D’ailleurs, le CRTC allège en revanche la contribution des grands télédiffuseurs privés dits traditionnels. Leur seuil tombera à 25 % de leurs revenus annuels pour appuyer le contenu canadien et autochtone, plutôt que de 30 à 45 % actuellement.

Ces ajustements visent les diffuseurs traditionnels et en ligne, dont les revenus annuels de radiodiffusion au Canada sont supérieurs à 25 millions $.

Cependant, les grands groupes dont les revenus annuels dépassent les 100 millions de dollars canadiens devront allouer leurs dépenses pour le contenu canadien selon différentes exigences.

Il est notamment question de consacrer 30 % de leurs dépenses annuelles en émissions canadiennes dans des partenariats soutenant la production indépendante canadienne. Ou encore de verser 1,55 % de leurs revenus audiovisuels dans un nouveau fonds visant à soutenir les «services d’importance exceptionnelle», comme les chaînes TV5 Québec Canada et CPAC.

S’ajoute pour les diffuseurs en ligne, un minimum de 30 % dédié à la programmation de langue française. Les diffuseurs traditionnels du pays auront quant à eux l’obligation additionnelle de consacrer au moins 15 % de leurs dépenses en émissions canadiennes à la programmation de nouvelles.

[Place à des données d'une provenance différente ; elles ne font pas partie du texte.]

Issue #4573, opened 2020-12-21
[Fleet] Support for APM Agent Central Config with zero configuration


axw:
Agent central config depends on APM Server querying Kibana, and having privileges as laid out in https://www.elastic.co/guide/en/apm/server/current/privileges-agent-central-config.html.

When running under Fleet, APM Server will by default not have the necessary privileges to query central config. We will have to either inject secondary credentials for querying Kibana, or somehow extend the privileges of the primary API Key provided by Fleet to APM Server.

Users should not need to care about configuring API Keys for this; they should rather be concerned about enabling or disabling the central config feature, which implicitly updates privileges.

**Alternatively:** we can reimplement APM Agent Central Config to use Fleet. We would need to:
 - Update the APM app in Kibana to store agent config in (and retrieve from) Fleet policies
   - This config would be pushed down to APM Server, which would store it in memory.
   - Updating APM Agent config must not cause APM Server to restart.
 - Add a means for APM Server to record status for each APM Agent config block (so we can see if the config has been applied)

simitt:
Created a Kibana issue to track work for this for Fleet https://github.com/elastic/kibana/issues/89311

axw:
Reopening and changing the description so we don't lose sight of enabling this feature without manually injecting API Keys.

axw:
> We will have to either inject secondary credentials for querying Kibana, or somehow extend the privileges of the primary API Key provided by Fleet to APM Server.

Fleet provides extension points for the package policy create and update APIs.

Information courtesy of Paul Tavares:

> API hooks available for Package policies (aka: integration policies): one for Create and another for Update. To use them, a dependency must be set on your kibana Plugin to Fleet, which will then expose `FleetStartContract` during the `start` phase of the plugin's lifecycle. This interface includes a method named `registerExternalCallback()` which allows you to register a callback function for the following:
> 
> fleetStart.registerExternalCallback('packagePolicyCraete', async () => {});
> and 
> fleetStart.registerExternalCallback('packagePolicyUpdate', async () => {});
> The Types for the callbacks supported are defined here: https://github.com/elastic/kibana/blob/a99ccc27d7a9d2ad7be162c21f545e8eebf59c69/x-pack/plugins/fleet/server/plugin.ts#L132-L148 

So what we should be able to do is have the APM app hook into these API calls, and inject one or more additional API Keys. This could be done without elastic/kibana#89311.

[...]

PR #4670, opened 2021-02-01
Wire kibana config from fleet

jalvz:
## Motivation/summary

Adds support for central config and sourcemaps in managed mode.

## Checklist

- [X] Update [CHANGELOG.asciidoc](https://github.com/elastic/apm-server/blob/master/CHANGELOG.asciidoc)
- [X] Tests

## How to test these changes

In the Kibana UI create an APM integration without (or with a wrong API key), and check that `curl http://localhost:8200/config/v1/agents\?service.name=foo` returns "Unauthorized". Then create a valid api key and update the apm policy with it. Repeat the same curl command, and this time should respond with service-does-not-exist error.

For sourcemaps: index a sourcemap, and check that APM Server can read it back when ingesting errors, provided the right API key has been configured in the policy editor.
 

## Related issues

Requires https://github.com/elastic/beats/pull/23856

Closes https://github.com/elastic/apm-server/issues/4573


jalvz:
Still missing tests, but opening this already for review

beater/config/config.go
```diff
@@ -40,18 +40,20 @@ const (
 )
 
 type KibanaConfig struct {
-	Enabled             bool `config:"enabled"`
+	Enabled             bool   `config:"enabled"`
+	APIKey              string `config:"api_key"`
 	kibana.ClientConfig `config:",inline"`
 }
 
 func (k *KibanaConfig) Unpack(cfg *common.Config) error {
```
axw, line 48: I think we can simplify this method to:

```go
func (k *KibanaConfig) Unpack(cfg *common.Config) error {
        type kibanaConfig KibanaConfig
        if err := cfg.Unpack((*kibanaConfig)(k)); err != nil {
                return err
        }
        k.Enabled = cfg.Enabled()
        k.Host = strings.TrimRight(k.Host, "/")
        return nil
}
```

That way we rely on the config tag for unpacking into APIKey.

beater/beater.go
```diff
@@ -280,7 +285,7 @@ type sharedServerRunnerParams struct {
 }
 
 func newServerRunner(ctx context.Context, args serverRunnerParams) (*serverRunner, error) {
-	cfg, err := config.NewConfig(args.RawConfig, elasticsearchOutputConfig(args.Beat))
+	cfg, err := config.NewConfig(args.RawConfig, args.KibanaConfig, elasticsearchOutputConfig(args.Beat))
 	if err != nil {
 		return nil, err
 	}
```
axw, line 291:
```suggestion
	cfg, err := config.NewConfig(args.RawConfig, elasticsearchOutputConfig(args.Beat))
	if err != nil {
		return nil, err
	}
	if args.KibanaConfig != nil {
		args.Kibana = *args.KibanaConfig
	}
```

Seeing as this is the only place we pass in the arg, can we just replace the Kibana config afterwards and avoid forcing all other callers to pass in `nil`? Alternatively we could not unpack `Fleet.Kibana` in the integration config, and merge it into the config in `serverCreator.Create`.

apmpackage/apm/0.1.0/agent/input/template.yml.hbs
```diff
@@ -2,3 +2,6 @@ apm-server:
     host: {{host}}
     secret_token: {{secret_token}}
     rum.enabled: {{enable_rum}}
+    kibana:
+        enabled: true
```
axw, line 6:
```suggestion
```

`enabled: true` is implied, it's not necessary to explicitly specify it.

axw (changes requested):
I'm pretty confused about what this PR is meant to be doing.

We discussed that the API Key passed used by Fleet would not have sufficient privileges, i.e. would not have the APM space privileges required for querying central config. IIANM that's why you added `apm-server.kibana` section to the integration package.

So why is https://github.com/elastic/beats/pull/23856 needed, and why is the server still looking at the Fleet config?

jalvz:
> We discussed that the API Key passed used by Fleet would not have sufficient privileges

And this doesn't take the `access_api_key` from Fleet indeed, just the Kibana connection information (host, etc). We need that, right?

The API Key comes from user input in the package, as we talked about.

apmpackage/apm/0.1.0/agent/input/template.yml.hbs
jalvz: Sure, I just liked to be explicit.

apmpackage/apm/0.1.0/manifest.yml
```diff
@@ -41,6 +41,11 @@ policy_templates:
         required: true
         show_user: true
         default: false
+      - name: kibana_api_key
+        type: string
```
simitt, line 45: should this be `type: password`?

axw:
> And this doesn't take the access_api_key from Fleet indeed, just the Kibana connection information (host, etc). We need that, right?

Ahhhh sorry, I see. Thanks for the explanation.

If https://github.com/elastic/beats/pull/23856 does go ahead: is it not possible to have the spec extract "fleet.kibana" and merge it into "apm-server.kibana"? Is that the bit you said you couldn't get to work? I suppose this approach is fine though.

Anyway, I see there's some contention on the Beats issue so let's wait until that's resolved?

jalvz:
is it not possible to have the spec extract "fleet.kibana" and merge it into "apm-server.kibana"? Is that the bit you said you couldn't get to work?

I tried a few things, I believe the problem with that one is that it is not possible to merge dicts on conflict; so we would lose either the api_key or the other fields.

apmpackage/apm/0.1.0/manifest.yml
jalvz: it appears there is no such a thing...

axw (approved):
LGTM. A couple of things I'd like to see:

 - A test for the new APIKey behaviour in kibana.ConnectingClient. I think this should be done before merging.
 - A system test for agent central config when running under Fleet, using the injected `fleet.kibana` config, as a followup.

apmpackage/apm/0.1.0/manifest.yml
simitt: Am I looking at the wrong place here https://github.com/elastic/package-spec/blob/a8fe73d82b25806f6b96582b99993a63b67ef130/versions/1/data_stream/manifest.spec.yml#L53?

axw:
I tested this with 7.12 BC2, and it doesn't seem to be working. I started the stack with apm-integration-testing (with https://github.com/elastic/apm-integration-testing/pull/1069 applied):

`./scripts/compose.py start 7.12 --bc=37f40745 --apm-server-managed --with-elastic-agent --package-registry-snapshot`

Then looking at the APM Server logs in the Fleet UI, I see logs like:

> [elastic_agent.apm_server][info] Kibana url: http://localhost:5601
> [elastic_agent.apm_server][error] failed to obtain connection to Kibana: fail to get the Kibana version: HTTP GET request to http://localhost:5601/api/status fails: fail to execute the HTTP GET request: Get "http://localhost:5601/api/status": dial tcp 127.0.0.1:5601: connect: connection refused. Response: .

jalvz:
sorry @axw , Beats backports not merged yet

axw:
Tested again with BC3, works well!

Tandis que le CRTC offrira plus de «souplesse» aux entreprises dont les revenus se situent entre 25 et 100 millions $. Elles pourront diriger leurs dépenses en production ou vers des fonds, selon leur modèle d’affaires. Les plateformes de diffusion en continu de cette catégorie de revenus auront toutefois encore l’obligation de verser une contribution de base à des fonds spécifiques.

Le CRTC précise que les entreprises médiatiques canadiennes ayant à la fois un service de diffusion en ligne, des chaînes généralistes et spécialisées auront de la flexibilité quant à la manière de répartir leur seuil de 25 % de dépenses à travers ces différents segments.

Découvrabilité

Le CRTC a aussi rendu jeudi une décision concernant la découvrabilité des contenus canadiens sur les plateformes.

L’organisme a établi un cadre «fondé sur des principes clairs afin de favoriser la disponibilité et la visibilité des contenus canadiens et autochtones», a indiqué le dirigeant principal à la radiodiffusion, Scott Shortliffe.

Les principes stipulent, entre autres, que ces contenus sont mis de l’avant et sont facilement retrouvables et consommables. Les plateformes devront rendre des comptes sur la manière dont elles améliorent la découvrabilité des œuvres canadiennes.

Le CRTC n’a pas précisé jeudi d’échéancier quant à la mise en œuvre de ces nouvelles décisions et de l’obligation pour les entreprises de les respecter.

Mme Gendron-O’Donnell a mentionné que la prochaine étape est de débuter les discussions avec les diffuseurs afin d’établir «les conditions de services adaptés».

«C’est à ce moment-là qu’on s’assoit avec toutes les compagnies, tous les radiodiffuseurs, et on détermine précisément ce qui est requis pour chacun en respectant le cadre qu’on a devant nous», a-t-elle expliqué.

Le CRTC doit entamer cette année ce processus après avoir rendu sa dernière décision concernant la réforme de la Loi sur la radiodiffusion pour le secteur audiovisuel.